• [Problem] Even where a line looks wrong, copy it exactly and include every entry.
• • • • • • •
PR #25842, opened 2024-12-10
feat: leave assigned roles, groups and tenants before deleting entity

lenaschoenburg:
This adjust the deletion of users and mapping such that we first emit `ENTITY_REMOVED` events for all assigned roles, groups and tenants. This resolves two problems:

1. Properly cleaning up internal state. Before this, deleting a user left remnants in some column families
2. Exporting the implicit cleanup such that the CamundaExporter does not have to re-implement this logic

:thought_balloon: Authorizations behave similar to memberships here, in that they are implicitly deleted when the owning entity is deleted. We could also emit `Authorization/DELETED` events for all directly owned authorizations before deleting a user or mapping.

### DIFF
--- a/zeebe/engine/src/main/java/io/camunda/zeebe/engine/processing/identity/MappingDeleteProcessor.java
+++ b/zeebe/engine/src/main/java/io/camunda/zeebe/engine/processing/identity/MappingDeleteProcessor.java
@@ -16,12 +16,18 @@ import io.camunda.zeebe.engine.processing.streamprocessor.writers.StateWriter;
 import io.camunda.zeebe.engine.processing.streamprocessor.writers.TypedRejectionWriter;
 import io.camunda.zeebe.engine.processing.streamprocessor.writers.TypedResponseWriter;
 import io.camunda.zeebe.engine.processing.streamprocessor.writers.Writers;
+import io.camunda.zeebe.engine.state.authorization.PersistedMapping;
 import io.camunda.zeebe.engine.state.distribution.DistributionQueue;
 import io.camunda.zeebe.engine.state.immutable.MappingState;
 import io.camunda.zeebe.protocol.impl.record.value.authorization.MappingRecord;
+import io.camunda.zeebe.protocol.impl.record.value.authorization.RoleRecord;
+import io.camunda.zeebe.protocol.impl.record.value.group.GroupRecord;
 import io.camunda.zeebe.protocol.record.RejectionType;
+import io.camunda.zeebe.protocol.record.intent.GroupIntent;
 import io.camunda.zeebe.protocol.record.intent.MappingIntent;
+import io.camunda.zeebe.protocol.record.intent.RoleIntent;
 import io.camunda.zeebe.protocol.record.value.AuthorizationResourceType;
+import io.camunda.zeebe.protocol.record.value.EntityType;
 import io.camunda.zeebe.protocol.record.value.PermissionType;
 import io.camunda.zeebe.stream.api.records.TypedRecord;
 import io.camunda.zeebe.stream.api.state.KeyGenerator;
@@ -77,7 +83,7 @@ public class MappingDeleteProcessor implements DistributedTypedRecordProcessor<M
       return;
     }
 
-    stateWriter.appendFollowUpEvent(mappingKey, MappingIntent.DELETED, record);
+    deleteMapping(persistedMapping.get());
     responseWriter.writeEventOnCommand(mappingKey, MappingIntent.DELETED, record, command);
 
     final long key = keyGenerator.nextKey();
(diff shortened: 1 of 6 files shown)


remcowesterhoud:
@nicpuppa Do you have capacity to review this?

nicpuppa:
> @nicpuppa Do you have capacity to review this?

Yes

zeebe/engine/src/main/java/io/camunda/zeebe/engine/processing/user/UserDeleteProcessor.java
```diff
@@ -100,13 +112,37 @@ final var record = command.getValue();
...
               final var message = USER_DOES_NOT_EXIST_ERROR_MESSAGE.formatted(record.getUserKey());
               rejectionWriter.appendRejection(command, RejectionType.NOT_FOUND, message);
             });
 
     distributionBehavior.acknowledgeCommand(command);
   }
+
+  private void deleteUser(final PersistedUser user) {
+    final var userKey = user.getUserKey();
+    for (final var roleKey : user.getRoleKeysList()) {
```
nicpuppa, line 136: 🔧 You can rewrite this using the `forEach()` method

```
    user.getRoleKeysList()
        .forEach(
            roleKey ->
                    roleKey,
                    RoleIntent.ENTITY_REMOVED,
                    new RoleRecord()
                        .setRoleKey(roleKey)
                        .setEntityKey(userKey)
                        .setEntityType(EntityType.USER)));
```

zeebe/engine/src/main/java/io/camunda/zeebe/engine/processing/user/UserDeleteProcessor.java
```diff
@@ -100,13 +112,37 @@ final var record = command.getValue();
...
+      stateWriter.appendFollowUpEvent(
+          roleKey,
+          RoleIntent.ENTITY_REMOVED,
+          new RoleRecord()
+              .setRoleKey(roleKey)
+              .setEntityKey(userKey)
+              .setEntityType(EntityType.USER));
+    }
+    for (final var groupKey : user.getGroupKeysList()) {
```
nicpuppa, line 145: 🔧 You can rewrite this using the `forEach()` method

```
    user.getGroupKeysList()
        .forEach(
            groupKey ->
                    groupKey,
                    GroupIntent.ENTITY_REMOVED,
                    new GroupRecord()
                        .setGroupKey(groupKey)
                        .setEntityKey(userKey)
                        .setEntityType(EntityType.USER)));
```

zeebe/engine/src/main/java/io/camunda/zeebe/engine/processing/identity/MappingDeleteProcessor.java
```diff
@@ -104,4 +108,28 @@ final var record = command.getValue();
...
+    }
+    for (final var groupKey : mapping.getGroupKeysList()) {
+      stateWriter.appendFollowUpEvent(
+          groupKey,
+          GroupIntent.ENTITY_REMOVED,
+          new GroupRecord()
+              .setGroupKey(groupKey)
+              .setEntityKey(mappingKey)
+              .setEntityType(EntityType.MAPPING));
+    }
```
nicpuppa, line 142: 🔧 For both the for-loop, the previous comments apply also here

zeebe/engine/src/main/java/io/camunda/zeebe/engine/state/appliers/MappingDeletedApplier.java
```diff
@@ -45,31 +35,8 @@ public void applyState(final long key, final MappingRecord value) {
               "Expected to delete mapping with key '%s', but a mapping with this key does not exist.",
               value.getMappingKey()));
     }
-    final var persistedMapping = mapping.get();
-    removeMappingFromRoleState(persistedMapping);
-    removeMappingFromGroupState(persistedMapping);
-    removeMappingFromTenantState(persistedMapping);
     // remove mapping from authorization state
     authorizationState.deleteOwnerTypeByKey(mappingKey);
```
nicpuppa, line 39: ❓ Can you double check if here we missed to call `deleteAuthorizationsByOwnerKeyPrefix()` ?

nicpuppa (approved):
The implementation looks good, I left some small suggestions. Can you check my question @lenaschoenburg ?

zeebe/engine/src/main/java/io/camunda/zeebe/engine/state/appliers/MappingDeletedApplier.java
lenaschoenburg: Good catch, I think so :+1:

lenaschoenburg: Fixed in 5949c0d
• • • • • • •
• [Reply to the task]
PR #25842, opened 2024-12-10
feat: leave assigned roles, groups and tenants before deleting entity

lenaschoenburg:
This adjust the deletion of users and mapping such that we first emit `ENTITY_REMOVED` events for all assigned roles, groups and tenants. This resolves two problems:

1. Properly cleaning up internal state. Before this, deleting a user left remnants in some column families
2. Exporting the implicit cleanup such that the CamundaExporter does not have to re-implement this logic

:thought_balloon: Authorizations behave similar to memberships here, in that they are implicitly deleted when the owning entity is deleted. We could also emit `Authorization/DELETED` events for all directly owned authorizations before deleting a user or mapping.

### DIFF
--- a/zeebe/engine/src/main/java/io/camunda/zeebe/engine/processing/identity/MappingDeleteProcessor.java
+++ b/zeebe/engine/src/main/java/io/camunda/zeebe/engine/processing/identity/MappingDeleteProcessor.java
@@ -16,12 +16,18 @@ import io.camunda.zeebe.engine.processing.streamprocessor.writers.StateWriter;
 import io.camunda.zeebe.engine.processing.streamprocessor.writers.TypedRejectionWriter;
 import io.camunda.zeebe.engine.processing.streamprocessor.writers.TypedResponseWriter;
 import io.camunda.zeebe.engine.processing.streamprocessor.writers.Writers;
+import io.camunda.zeebe.engine.state.authorization.PersistedMapping;
 import io.camunda.zeebe.engine.state.distribution.DistributionQueue;
 import io.camunda.zeebe.engine.state.immutable.MappingState;
 import io.camunda.zeebe.protocol.impl.record.value.authorization.MappingRecord;
+import io.camunda.zeebe.protocol.impl.record.value.authorization.RoleRecord;
+import io.camunda.zeebe.protocol.impl.record.value.group.GroupRecord;
 import io.camunda.zeebe.protocol.record.RejectionType;
+import io.camunda.zeebe.protocol.record.intent.GroupIntent;
 import io.camunda.zeebe.protocol.record.intent.MappingIntent;
+import io.camunda.zeebe.protocol.record.intent.RoleIntent;
 import io.camunda.zeebe.protocol.record.value.AuthorizationResourceType;
+import io.camunda.zeebe.protocol.record.value.EntityType;
 import io.camunda.zeebe.protocol.record.value.PermissionType;
 import io.camunda.zeebe.stream.api.records.TypedRecord;
 import io.camunda.zeebe.stream.api.state.KeyGenerator;
@@ -77,7 +83,7 @@ public class MappingDeleteProcessor implements DistributedTypedRecordProcessor<M
       return;
     }
 
-    stateWriter.appendFollowUpEvent(mappingKey, MappingIntent.DELETED, record);
+    deleteMapping(persistedMapping.get());
     responseWriter.writeEventOnCommand(mappingKey, MappingIntent.DELETED, record, command);
 
     final long key = keyGenerator.nextKey();
(diff shortened: 1 of 6 files shown)


remcowesterhoud:
@nicpuppa Do you have capacity to review this?

nicpuppa:
> @nicpuppa Do you have capacity to review this?

Yes

zeebe/engine/src/main/java/io/camunda/zeebe/engine/processing/user/UserDeleteProcessor.java
```diff
@@ -100,13 +112,37 @@ final var record = command.getValue();
...
               final var message = USER_DOES_NOT_EXIST_ERROR_MESSAGE.formatted(record.getUserKey());
               rejectionWriter.appendRejection(command, RejectionType.NOT_FOUND, message);
             });
 
     distributionBehavior.acknowledgeCommand(command);
   }
+
+  private void deleteUser(final PersistedUser user) {
+    final var userKey = user.getUserKey();
+    for (final var roleKey : user.getRoleKeysList()) {
```
nicpuppa, line 136: 🔧 You can rewrite this using the `forEach()` method

```
    user.getRoleKeysList()
        .forEach(
            roleKey ->
                    roleKey,
                    RoleIntent.ENTITY_REMOVED,
                    new RoleRecord()
                        .setRoleKey(roleKey)
                        .setEntityKey(userKey)
                        .setEntityType(EntityType.USER)));
```

zeebe/engine/src/main/java/io/camunda/zeebe/engine/processing/user/UserDeleteProcessor.java
```diff
@@ -100,13 +112,37 @@ final var record = command.getValue();
...
+      stateWriter.appendFollowUpEvent(
+          roleKey,
+          RoleIntent.ENTITY_REMOVED,
+          new RoleRecord()
+              .setRoleKey(roleKey)
+              .setEntityKey(userKey)
+              .setEntityType(EntityType.USER));
+    }
+    for (final var groupKey : user.getGroupKeysList()) {
```
nicpuppa, line 145: 🔧 You can rewrite this using the `forEach()` method

```
    user.getGroupKeysList()
        .forEach(
            groupKey ->
                    groupKey,
                    GroupIntent.ENTITY_REMOVED,
                    new GroupRecord()
                        .setGroupKey(groupKey)
                        .setEntityKey(userKey)
                        .setEntityType(EntityType.USER)));
```

zeebe/engine/src/main/java/io/camunda/zeebe/engine/processing/identity/MappingDeleteProcessor.java
```diff
@@ -104,4 +108,28 @@ final var record = command.getValue();
...
+    }
+    for (final var groupKey : mapping.getGroupKeysList()) {
+      stateWriter.appendFollowUpEvent(
+          groupKey,
+          GroupIntent.ENTITY_REMOVED,
+          new GroupRecord()
+              .setGroupKey(groupKey)
+              .setEntityKey(mappingKey)
+              .setEntityType(EntityType.MAPPING));
+    }
```
nicpuppa, line 142: 🔧 For both the for-loop, the previous comments apply also here

zeebe/engine/src/main/java/io/camunda/zeebe/engine/state/appliers/MappingDeletedApplier.java
```diff
@@ -45,31 +35,8 @@ public void applyState(final long key, final MappingRecord value) {
               "Expected to delete mapping with key '%s', but a mapping with this key does not exist.",
               value.getMappingKey()));
     }
-    final var persistedMapping = mapping.get();
-    removeMappingFromRoleState(persistedMapping);
-    removeMappingFromGroupState(persistedMapping);
-    removeMappingFromTenantState(persistedMapping);
     // remove mapping from authorization state
     authorizationState.deleteOwnerTypeByKey(mappingKey);
```
nicpuppa, line 39: ❓ Can you double check if here we missed to call `deleteAuthorizationsByOwnerKeyPrefix()` ?

nicpuppa (approved):
The implementation looks good, I left some small suggestions. Can you check my question @lenaschoenburg ?

zeebe/engine/src/main/java/io/camunda/zeebe/engine/state/appliers/MappingDeletedApplier.java
lenaschoenburg: Good catch, I think so :+1:

lenaschoenburg: Fixed in 5949c0d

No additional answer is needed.